Go through the records below and return each line that has "kinda" in it.
Records provided START
PR #626, opened 2015-12-03
Test netCDF4 build on Windows

ocefpaf:
~~Just testing.~~

The default channel is outdated (version 1.1.9 is two releases behind) and not build with Cython (so no `filepath` method).

### DIFF
--- a/netcdf4/bld.bat
+++ b/netcdf4/bld.bat
@@ -1,0 +1,12 @@
+set SITECFG=%SRC_DIR%/setup.cfg
+
+echo [options] > %SITECFG%
+echo use_cython=True >> %SITECFG%
+echo [directories] >> %SITECFG%
+echo HDF5_libdir = %LIBRARY_LIB% >> %SITECFG%
+echo HDF5_incdir = %LIBRARY_INC% >> %SITECFG%
+echo netCDF4_libdir = %LIBRARY_LIB% >> %SITECFG%
+echo netCDF4_incdir = %LIBRARY_INC% >> %SITECFG%
+
+"%PYTHON%" setup.py install --single-version-externally-managed  --record record.txt
+if errorlevel 1 exit 1
--- a/netcdf4/meta.yaml
+++ b/netcdf4/meta.yaml
@@ -8,7 +8,6 @@ source:
     md5: 9d9a7015ee98ec6766adc811d95b82c3
 
 build:
-    skip: True  # [win]
     number: 1
     entry_points:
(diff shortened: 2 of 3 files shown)


ocefpaf:
Ping @rsignell-usgs can you test this on Windows?

@kwilcox I am certain this is not a blocker for you, but `wera2netcdf` (or any other package that depends on netCDF4) is not available on Windows+Python 3.5

pelson:
Very nice. :+1:

ocefpaf:
I guess this should be in conda-forge.

It is sad to see some key packages lagging behind in the default channel.  We really need to strengthen the community channels and find a way to push these key packages back into the default channel.

pelson:
> We really need to strengthen the community channels and find a way to push these key packages back into the default channel.

Maybe one day the community channel(s) should be part of the default channel. We need to get our house in order first though - I'm currently doing a *lot* of conda stuff at the moment, but none of it is directly targeted at the community channel (aka conda-forge) stuff. Once I've got my current project out of the way (which is funding some of the tools which will make conda-forge better/easier) I'll start spinning the community channel work up again in earnest. I don't expect it will be quick, but the groundswell has started and I think we will be in a very strong position in 3-6 months.

rsignell-usgs:
@ocefpaf , how would you like this tested?

ocefpaf:
See if you can use `nc.filepath()` and the new stuff like the `get_variables_by_attributes`.

ocefpaf:
> Maybe one day the community channel(s) should be part of the default channel. 

I would love for the community channel(s) to become a "vetting step" to add packages to the default channel.

>  I'm currently doing a *lot* of conda stuff at the moment, but none of it is directly targeted at the community channel (aka conda-forge) stuff.

I am following from a safe distance.  You last project, conda-execute, made me spend 2 days re-writing my scripts :stuck_out_tongue_winking_eye:  (Totally worth it BTW!)

> I think we will be in a very strong position in 3-6 months.

I think that is quick!

rsignell-usgs:
@ocefpaf , reporting back that the new netcdf4 functionality `nc.filepath()` and  `get_variables_by_attributes` work fine on Windows using python 2.7 and 3.4.   

See cell [20] and [21] here:
https://github.com/rsignell-usgs/notebook/blob/master/UGRID/FVCOM_depth_and_velocity.ipynb

:tada:

ocefpaf:
Awesome!  Thanks.

As soon as `mingwpy` sorts python 3.5 out I will build it. For now we are limited to python 3.4 on Windows.

PR #624, opened 2015-12-01
Fiona

ocefpaf:
Fiona is broken in the default channel.  It is compiled against  `gdal 2.0.0`, which is known to not work properly with fiona, and is missing two core dependencies: `munch` and `click-plugins`.

This PR re-introduces fiona in the ioos channel to avoid headaches like #623.

Issue #623, opened 2015-12-01
Fiona fails to open shapefiles (Geopandas/Fiona/GDAL)


fmaussion:
I hope this is the right place to describe the problem.

All my attempts to make Geopandas work correctly with conda failed on Linux, Windows and on Mac OSX.

```
conda create -n conda_test python=2.7
source activate conda_test
python 
```

```python
>>> import geopandas
>>> geopandas.read_file('/home/mowglie/disk/Data/GIS/SHAPES/world_borders/world_borders.shp')
Traceback (most recent call last):
  File "<stdin>", line 1, in <module>
  File "/home/mowglie/.bin/conda/envs/oggm_conda_test/lib/python2.7/site-packages/geopandas/io/file.py", line 20, in read_file
    gdf = GeoDataFrame.from_features(f, crs=crs)
  File "/home/mowglie/.bin/conda/envs/oggm_conda_test/lib/python2.7/site-packages/geopandas/geodataframe.py", line 173, in from_features
    for f in features:
  File "fiona/ogrext.pyx", line 1080, in fiona.ogrext.Iterator.__next__ (fiona/ogrext.c:17244)
  File "fiona/ogrext.pyx", line 161, in fiona.ogrext.FeatureBuilder.build (fiona/ogrext.c:3254)
IndexError: list index out of range
```
The problem is unrelated to the shapefile and/or the python version. I wonder if the problem doesn't occur at the GDAL level already.

Thanks for any tip.

fmaussion:
sorry for the noise. Seems to be related to certain shapefiles, some can be opened.

ocefpaf:
No problem.  The issue does exist because fiona is not 100% OK with `gdal 2.0.0`

Please try:

```shell
conda create -n conda_test python=2.7 geopandas
source activate conda_test
conda list | grep -E 'fiona|geopandas|gdal'
```

And you will see that you get:
```
fiona                     1.6.0               np110py27_0    defaults
geopandas                 0.1.1                    py27_1    ioos
libgdal                   2.0.0                         0    defaults
```

IMO the default channel is shipping a broken `fiona`.

The solution is to downgrade fiona, but that will bring all sort of pain due to numpy versions, etc. (Most packages are no longer compiled against numpy 1.9, forcing us to downgrade them all.)

This worked for me:

```shell
conda create -n conda_test python=2.7 geopandas numpy=1.9 gdal=1.11.2
```

[...]

PR #628, opened 2015-12-07
Added gdal and openjpeg

ocefpaf:
Building gdal first


ocefpaf:
`GDAL 1.11.3` is the first step to get #624 going.  Surprisingly I git it working on Windows.  However, I am clueless about the OSX failure.  The log is truncated and I do not own a Mac to test it :unamused: 

Ping @ChrisBarker-NOAA for some help!

ChrisBarker-NOAA:
has anyone tried this:

https://github.com/conda/conda-recipes/tree/master/gdal

it looks like it's set up for 1.11.2

Though in the end, maybe easier to fix Fiona :-)

ChrisBarker-NOAA:
Also -- any chance of using the libgdal already in the default conda channel, and only building the python bindings?

It's been a LONG time, but it used to be the case that the python bindings shipped with the GDAL lib sources, but building them was essentially an seconds step that you could run after the fact.

ocefpaf:
> has anyone tried this:
> https://github.com/conda/conda-recipes/tree/master/gdal
> it looks like it's set up for 1.11.2

Nope.  I am focusing on osgeo version to get ~~all~~ more of GDAL functionalities.

> Though in the end, maybe easier to fix Fiona :-)

Probably.  I see some activity to get Fiona working with `GDAL 2.0.0`, until then I will keep trying this PR.

> Also -- any chance of using the libgdal already in the default conda channel, and only building the python bindings?

Nope.  If I understand Fiona correctly does not use the python bindings and it needs `GDAL< 2.0.0`

ChrisBarker-NOAA:
still a bit confused -- conda default supplies libgdal 1.11.2 -- and presumably that's the version that was used for older fiona packages (which did work, yes?) and libgdal, without the python bindings, doesn't have a dependency on any particular python or numpy.

or does libgdal not include ogr -- which is what Fiona really needs.

Or maybe I'm really confused, and conda never did have the gdal packages we need, in any version.

ocefpaf:
> still a bit confused -- conda default supplies libgdal 1.11.2 -- and presumably that's the version that was used for older fiona packages (which did work, yes?)

Yes. If you are wiling to use `numpy=1.9`, `gdal=1.11.2`, and `fiona=1.5.1` OK.  But any update will break fiona.

> or does libgdal not include ogr -- which is what Fiona really needs.

I am getting this

```
undefined reference to `OGRGeometryFactory::transformWithOptions(OGRGeometry const*,
OGRCoordinateTransformation*, char**)'
```

When using libgdal=1.11.2 on Windows.

ChrisBarker-NOAA:
What a pain -- just tryin gto figure out the dependencies here. If I do conda info fiona, I get a lot of builds -- the recent ones are all dependent on libgdal 2.0.0 -- are all of those broken?

if you go back, there is:

fiona-1.5.1-np19py27_0 

Which is not that old (2015-05-29)

but it depends on gdal 1.11.2

what's interesting is that the newer builds depend on "libgdal", rather than gdal. I'm guessing here that gdal1.11.2 is the python bindings and lib all wrapped up in one, and they have since spilt the lib from the python bindings (assuming that "gdal" is the python bindings -- they really should call that pygdal or something...)

Anyway, so it looks like:

fiona depends on libgdal, python, and numpy
gdal(pygdal) depends on numpy and python and hdf and netcdf.

But: the older bulds dumped pygdal and libgdal in one package: gdal

Anyway if the fiona-1.5.1-np19py27_0  works, it was built against the gdal 1.11.0 package.

So that *should* work, with a newer python and numpy.

Can you tell that I am trying really, really hard to not have to build gdal itself :-)

ocefpaf:
> What a pain -- just trying to figure out the dependencies here. If I do conda info fiona, I get a lot of builds -- the recent ones are all dependent on libgdal 2.0.0 -- are all of those broken?

Yes.  They are broken.  See https://github.com/ioos/conda-recipes/issues/623#issue-119727170 and https://github.com/Toblerity/Fiona/issues/239#issuecomment-119239402.

> if you go back, there is:
fiona-1.5.1-np19py27_0 
Which is not that old (2015-05-29)
but it depends on gdal 1.11.2

That is OK for most people that knows how to manage envs (or use conda-execute :wink: @pelson).  Most users will get an updated, and broken, fiona either by an active or an accidental update.

> what's interesting is that the newer builds depend on "libgdal", rather than gdal. I'm guessing here that gdal1.11.2 is the python bindings and lib all wrapped up in one, and they have since spilt the lib from the python bindings (assuming that "gdal" is the python bindings -- they really should call that pygdal or something...)

Correct. `libgdal` should be everything (not only the libs) and `gdal` should be the python bindings.  I won't comment on those naming choices :unamused: 

> Anyway, so it looks like:
fiona depends on libgdal, python, and numpy
gdal(pygdal) depends on numpy and python and hdf and netcdf.
But: the older builds dumped pygdal and libgdal in one package: gdal
Anyway if the fiona-1.5.1-np19py27_0  works, it was built against the gdal 1.11.0 package.
So that *should* work, with a newer python and numpy.

In theory yes. I was unable to build fiona, for a newer numpy or older numpy, using the libgdal 1.11.2 available in the default channel thought.

I did have success building gdal 1.11.3 (complete package) for all numpy and python versions on Windows and Linux.  These binaries do work to build fiona on Linux.  I do have a hiccup on Windows that seems to be path related:

```shell
C:\Users\appveyor\AppData\Local\Programs\Common\Microsoft\Visual C++ for Python\9.0\VC\Bin\link.exe /DLL /nologo /INCREMENTAL:NO /LIBPATH:C:\conda\envs\_build\Library\lib /LIBPATH:C:\conda\envs\_build\libs /LIBPATH:C:\conda\envs\_build\PCbuild /LIBPATH:C:\conda\envs\_build\PC\VS9.0 gdal_i.lib /EXPORT:init_transform build\temp.win32-2.7\Release\fiona/_transform.obj /OUT:build\lib.win32-2.7\fiona\_transform.pyd /IMPLIB:build\temp.win32-2.7\Release\fiona\_transform.lib /MANIFESTFILE:build\temp.win32-2.7\Release\fiona\_transform.pyd.manifest
LINK : fatal error LNK1181: cannot open input file 'gdal_i.lib'
error: command 'C:\\Users\\appveyor\\AppData\\Local\\Programs\\Common\\Microsoft\\Visual C++ for Python\\9.0\\VC\\Bin\\link.exe' failed with exit status 1181
 
C:\conda\conda-bld\work\Fiona-1.6.2>if errorlevel 1 exit 1 
```

If I can figure that out we need only to fix OSX. ( I am skipping OSX for now since I cannot even see the logs!)

ChrisBarker-NOAA:
>> if you go back, there is:
fiona-1.5.1-np19py27_0 
> That is OK for most people that knows how to manage envs 

I wasn't thinking we wanted to use it -- just hat presumable fiona successfully built against the gdal 1.11.2  conda package, so it _should_ be able to do so again. changing python and numpy versions shouldn't change that.

> In theory yes. I was unable to build fiona, for a newer numpy or older numpy, using the libgdal
> 1.11.2 available in the default channel thought.

Well darn -- makes you wonder how the heck continuum built it..

> I did have success building gdal 1.11.3 (complete package) 

does that mean including the python bindings in the build? It would be nice to not do that. Though I suppose to terrible, as we all want to use gdal with python anyway :-)

> If I can figure that out we need only to fix OSX.

I"ll try to take a quick look -- but i"ve been down this road years ago -- and I"m not looking forward to it!

Have you seen this stuff? http://www.kyngchaos.com/software/unixport that was really helpful in the past.

ocefpaf:
> Well darn -- makes you wonder how the heck continuum built it..

Some of the old binaries were re-packed versions of the Gohlke binaries.

> I"ll try to take a quick look -- but i"ve been down this road years ago -- and I"m not looking forward to it!

I just want to see the error to check if is something simple or the kind of "just drop it" problem. Travis-CI is truncation the log before the error :unamused: 

> Have you seen this stuff? http://www.kyngchaos.com/software/unixport that was really helpful in the past.

Thanks.  I will take a look.

ChrisBarker-NOAA:
Hmm -- I'm building on OS-X as we speak, but it looks like you got it to work - nice!

OOPS, maybe not -- onanaocnda .org there are no OS-X pacakges, so these must have passed 'cause os-x was turned off.

though I just built it on my machine, and presto! it seems to have worked!

===== gdal-1.11.3-np110py27_0 OK =====
+ ogrinfo sites.shp
INFO: Open of `sites.shp'
      using driver `ESRI Shapefile' successful.
1: sites (Point)
TEST END: gdal-1.11.3-np110py27_0
# If you want to upload this package to anaconda.org later, type:
#
# $ anaconda upload /Users/chris.barker/miniconda2/conda-bld/osx-64/gdal-1.11.3-np110py27_0.tar.bz2
#
# To have conda build upload to anaconda.org automatically, use
# $ conda config --set anaconda_upload yes

All I did was turn os-x compilation on , and run:

conda build --numpy=1.10 gdal

ocefpaf:
Thanks.  I suspect it is a Travi-CI thing then... hard to debug without the logs.

ChrisBarker-NOAA:
Maybe this needs a new issue, but:

Continuum has separated out the gdal libs (libgdal) and the python bindings (gdal). As of gdal 2.*

As we want Fiona built against gdal1.*, we went back to the old way of building the python bindings an libs together. But I think we've broken gdal-python:

Fiona doesn't use the python bindings (correct???) -- to what we should probably do is build a libgdal, without python, and have Fiona depend on that. That way, users could use the gdal 3.0 package to get python gdal functionality, and still get Fiona to work with the older gdal libs. This way, we've broken the gdal-python.

Hopefully, it should be possible to install libgdal1.* and libgdal2.* together and have them not stomp on each-other. (maybe not on Windows, with the horrendous convention of not putting version names in dlls...

And we may need to call the "new" libgdal package libgdal1 or something  , so that conda knows that you want both libgdal1 and libgdal2 at the same time.

ChrisBarker-NOAA:
If the CI server isn't building OS-X successfully, I should be able to run obvious-ci and build the OS-X packages.

ocefpaf:
> But I think we've broken gdal-python:

Conda updates are a mystery to me and I see libgdal/gdal being update/downgraded in a variety of combinations.  I'd rather force gdal 1.11.3 on everybody that wants a working version of fiona.  Updating the split package might still mess this up.

ocefpaf:
> If the CI server isn't building OS-X successfully, I should be able to run obvious-ci and build the OS-X packages.

To ensure a "clean" environment I would like to build this on Travis-CI.  Not sure how I will do that though :expressionless:

ChrisBarker-NOAA:
> I'd rather force gdal 1.11.3 on everybody that wants a working version of fiona. Updating the split package might still mess this up.

that's a fine idea -- but how do we do it? if someone does:

conda install fiona

they'll get gdal1.11.3 for everyting -- fine, I suppose.

but then they do an install of gdal directly:

conda install gdal

and it will probably upgrade it

and/or they install something else that depends on gdal, maybe even gdal >= 2, and that will break everything.

so a libgdal1.11.3 package could make this all cleaner.

ChrisBarker-NOAA:
> To ensure a "clean" environment I would like to build this on Travis-CI. Not sure how I will do that though.

I wonder if there is any way to tell travis not to truncate the logs....

There is probably something on my system that travis doesn't have, but how to know what it is?

-CHB

ocefpaf:
> and/or they install something else that depends on gdal, maybe even gdal >= 2, and that will break everything.

That problem will exist either way because conda does not implement the concept of `lib<package><ver>` correctly.  On my Linux machine I have `libgdal1` and `libgdal2` installed side-by-side because `libgdal{1,2}` package only the libs (`*.so.1.*` and `*.so.2.*` respectively).  While on conda `libgdal` is and the all but python bindings.

IMO we make this less messy by shipping gdal "whole" like the developers intended.  The real solution would be to break it into `libgdal`, `gdal`, `python-gdal`, `perl-gdal`, `ruby-gdal`, etc.

> There is probably something on my system that travis doesn't have, but how to know what it is?

I am afraid that only the paid version of Travis-CI would give us what we need.

ChrisBarker-NOAA:
> IMO we make this less messy by shipping gdal "whole" like the developers intended. 

that has actually been a source of pain for ages with GDAL.

> The real solution would be to break it into libgdal, gdal, python-gdal, perl-gdal, ruby-gdal, etc.

I think that is the way to go, and kinda what continuum has done with gdal2

so I'm still confused as to why we can't do a libgdal-1.*, maybe naming it libgdal1, so as not to conflict with the default libgdal. It would not include python, and fiona would use it.

or, we could get really ugly and ship gdal with fiona in one package -- that's the traditional way on windows :-)

-CHB

ocefpaf:
> I think that is the way to go, and kinda what continuum has done with gdal2

Take a look at the ["libgdal2"](http://anaconda.org/anaconda/libgdal/2.0.0/download/linux-64/libgdal-2.0.0-0.tar.bz2) and you will see what I am talking about.  It is **everything** but the python bindings.  That is not the correct way to split a package!

Maybe we could make a better split (`lib`, `gdal`, `python-gdal`), but I think that will be a source of confusion because it is even more different from the default channel.

> or, we could get really ugly and ship gdal with fiona in one package 

There are wheels for that and conda recipes wrapping those wheels.

Right now I think that shipping a complete gdal is probably the least confusing solution.

ChrisBarker-NOAA:
> Take a look at the "libgdal2" and you will see what I am talking about. It is everything but the python 
> bindings. That is not the correct way to split a package!

God no -- I wonder if that was done on purpose, or if someone was lazy :-)

> Maybe we could make a better split (lib, gdal, python-gdal), but I think that will be a source of confusion because it is even more different from the default channel.

sure, but what is the goal here? I thought it was to support Fiona -- at least until Fiona grows GDAL2 support. In that case, I think it's the best idea to build a gdal lib that is what Fiona needs, but DOES not provide the pygdal bindings -- i.e. does not overwrite what the latest "gdal" conda package provides.

Probably give it a different name if it's different than what the old gdal-1.11.2 package provided. Heck, maybe lib_gdal_for_fiona if we want to be really clear. Or "just_libgdal".

It should contain just the libs, with no language bindings, etc. It probably shouldn't even ship the command line utilities, so that they won't overwrite the one provided by gdal2

And maybe it would turn out to be useful for other stuff, too.

-CHB

ocefpaf:
> God no -- I wonder if that was done on purpose, or if someone was lazy :-)

Instead of doing something like that I'd rather have a single package.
Records provided END
*Answer for the task*.
I think that is the way to go, and kinda what continuum has done with gdal2
> I think that is the way to go, and kinda what continuum has done with gdal2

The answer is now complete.